Copy every line of the entries that has the string "lift" in it.

Listed records ▸
'''

PR #1952, opened 2016-10-25
`R.curry` unneeded by `R.lift`

kwijibo:
Remove unnecessary use of `R.curry` from `R.lift` examples; the function passed to `lift` doesn't need to be curried, so the example is clearer without it.


scott-christopher:
🍄  Thanks @kwijibo.

CrossEye:
:herb:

'''

Written response ▸
`R.curry` unneeded by `R.lift`
Remove unnecessary use of `R.curry` from `R.lift` examples; the function passed to `lift` doesn't need to be curried, so the example is clearer without it.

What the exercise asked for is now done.